AIM OF THE TASK: Return every line of the material exactly.

RECORDS FOR THIS TASK:

PR #150, opened 2018-06-19
update typography and add breakpoints

jamesmelzer:
- added breakpoint values
- updated type line-heights
- corrected formatting in type section

**Review question: Any concerns with using pixels for line-heights?** I expressed heading line-heights in pixels, since they're all unique and it required many decimal places or rounding to express them in proportions.

### DIFF
--- a/library/tokens/tokens.yaml
+++ b/library/tokens/tokens.yaml
@@ -164,40 +164,44 @@ font :
     regular : 400
     bold : 600
   size :
-    base: &font-size-base 16px
+    base : &font-size-base 16px
     xs : 13px
     s :  14px
     m :  16px
     l :  18px
-    subhead:                      16px
-    subhead-largescreen:          24px
-    display-level-1:              56px
-    display-level-1-largescreen:  96px
-    display-level-2:              42px
-    display-level-2-largescreen:  72px
-    heading-level-1:              32px
-    heading-level-1-largescreen:  56px
-    heading-level-2:              24px
-    heading-level-2-largescreen:  44px
-    heading-level-3:              18px
-    heading-level-3-largescreen:  32px
-    heading-level-4:              16px
-    heading-level-4-largescreen:  24px
-    heading-level-5:              14px
-    heading-level-5-largescreen:  18px
-    heading-level-6:              13px
-    heading-level-6-largescreen:  16px
-    code: 13px
-  line-height:
-    body: 1.5          # check this in Sketch
-    prose: 1.5         # check this in Sketch
-    controls: 1
-    display-level-1: 1.25 # reload the branch before doing these, check mobile sizes too
-    display-level-2: 1.25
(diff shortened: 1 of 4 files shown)


library/tokens/tokens.yaml
```diff
@@ -164,40 +164,44 @@ font :
     regular : 400
     bold : 600
   size :
-    base: &font-size-base 16px
+    base : &font-size-base 16px
```
kevinmpowell: If we're not using `rems` drop this. It's not needed and will get confused with `font-size-m`

library/tokens/tokens.yaml
```diff
@@ -164,40 +164,44 @@ font :
...
-    heading-level-2: 1.25
-    heading-level-3: 1.25
-    heading-level-4: 1.25
-    heading-level-5: 1.25
-    heading-level-6: 1.25
-
+    subhead :                      16px
+    subhead-largescreen :          24px
+    display-level-1 :              56px
+    display-level-1-largescreen :  96px
```
kevinmpowell: I'd prefer mapping `largescreen` to a specific breakpoint if we know when it's going to switch. `display-level-1-breakpoint-l` will make it clearer how to assemble this functionality in the tokens.

library/tokens/tokens.yaml
```diff
@@ -164,40 +164,44 @@ font :
...
+    heading-level-4-largescreen :  24px
+    heading-level-5 :              14px
+    heading-level-5-largescreen :  18px
+    heading-level-6 :              13px
+    heading-level-6-largescreen :  16px
+    code : 13px
+  line-height :
+    body : 1.5    # use for prose and anything with paragraphs
+    controls : 1  # use inside components for labels and microcopy
+    display-level-1 : 108px
```
kevinmpowell: We need to convert these to unitless values for more consistent rendering. `px` based line heights can be problematic.

library/tokens/tokens.yaml
```diff
@@ -164,40 +164,44 @@ font :
...
+    display-level-2 : 76px
+    heading-level-1 : 72px
+    heading-level-2 : 56px
+    heading-level-3 : 40px
+    heading-level-4 : 32px
+    heading-level-5 : 24px
+    heading-level-6 : 20px
+breakpoint : 
+  xs : 0      #6 col auto
+  s  : 375px  #6 col 343px
```
kevinmpowell: I don't understand the comments. What's the difference between the token value and the value in comments?

joesnellpdx:
@jamesmelzer 

Default button on sketch:
screen shot 2018-06-20 at 11 36 24 am

jamesmelzer:
@joesnellpdx for now, include it as a variable in button. If Patrick or Ismael indicate we're reusing it elsewhere, we can promote it into tokens.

SOLUTION FOR THIS TASK:
PR #150, opened 2018-06-19
update typography and add breakpoints

jamesmelzer:
- added breakpoint values
- updated type line-heights
- corrected formatting in type section

**Review question: Any concerns with using pixels for line-heights?** I expressed heading line-heights in pixels, since they're all unique and it required many decimal places or rounding to express them in proportions.

### DIFF
--- a/library/tokens/tokens.yaml
+++ b/library/tokens/tokens.yaml
@@ -164,40 +164,44 @@ font :
     regular : 400
     bold : 600
   size :
-    base: &font-size-base 16px
+    base : &font-size-base 16px
     xs : 13px
     s :  14px
     m :  16px
     l :  18px
-    subhead:                      16px
-    subhead-largescreen:          24px
-    display-level-1:              56px
-    display-level-1-largescreen:  96px
-    display-level-2:              42px
-    display-level-2-largescreen:  72px
-    heading-level-1:              32px
-    heading-level-1-largescreen:  56px
-    heading-level-2:              24px
-    heading-level-2-largescreen:  44px
-    heading-level-3:              18px
-    heading-level-3-largescreen:  32px
-    heading-level-4:              16px
-    heading-level-4-largescreen:  24px
-    heading-level-5:              14px
-    heading-level-5-largescreen:  18px
-    heading-level-6:              13px
-    heading-level-6-largescreen:  16px
-    code: 13px
-  line-height:
-    body: 1.5          # check this in Sketch
-    prose: 1.5         # check this in Sketch
-    controls: 1
-    display-level-1: 1.25 # reload the branch before doing these, check mobile sizes too
-    display-level-2: 1.25
(diff shortened: 1 of 4 files shown)


library/tokens/tokens.yaml
```diff
@@ -164,40 +164,44 @@ font :
     regular : 400
     bold : 600
   size :
-    base: &font-size-base 16px
+    base : &font-size-base 16px
```
kevinmpowell: If we're not using `rems` drop this. It's not needed and will get confused with `font-size-m`

library/tokens/tokens.yaml
```diff
@@ -164,40 +164,44 @@ font :
...
-    heading-level-2: 1.25
-    heading-level-3: 1.25
-    heading-level-4: 1.25
-    heading-level-5: 1.25
-    heading-level-6: 1.25
-
+    subhead :                      16px
+    subhead-largescreen :          24px
+    display-level-1 :              56px
+    display-level-1-largescreen :  96px
```
kevinmpowell: I'd prefer mapping `largescreen` to a specific breakpoint if we know when it's going to switch. `display-level-1-breakpoint-l` will make it clearer how to assemble this functionality in the tokens.

library/tokens/tokens.yaml
```diff
@@ -164,40 +164,44 @@ font :
...
+    heading-level-4-largescreen :  24px
+    heading-level-5 :              14px
+    heading-level-5-largescreen :  18px
+    heading-level-6 :              13px
+    heading-level-6-largescreen :  16px
+    code : 13px
+  line-height :
+    body : 1.5    # use for prose and anything with paragraphs
+    controls : 1  # use inside components for labels and microcopy
+    display-level-1 : 108px
```
kevinmpowell: We need to convert these to unitless values for more consistent rendering. `px` based line heights can be problematic.

library/tokens/tokens.yaml
```diff
@@ -164,40 +164,44 @@ font :
...
+    display-level-2 : 76px
+    heading-level-1 : 72px
+    heading-level-2 : 56px
+    heading-level-3 : 40px
+    heading-level-4 : 32px
+    heading-level-5 : 24px
+    heading-level-6 : 20px
+breakpoint : 
+  xs : 0      #6 col auto
+  s  : 375px  #6 col 343px
```
kevinmpowell: I don't understand the comments. What's the difference between the token value and the value in comments?

joesnellpdx:
@jamesmelzer 

Default button on sketch:
screen shot 2018-06-20 at 11 36 24 am

jamesmelzer:
@joesnellpdx for now, include it as a variable in button. If Patrick or Ismael indicate we're reusing it elsewhere, we can promote it into tokens.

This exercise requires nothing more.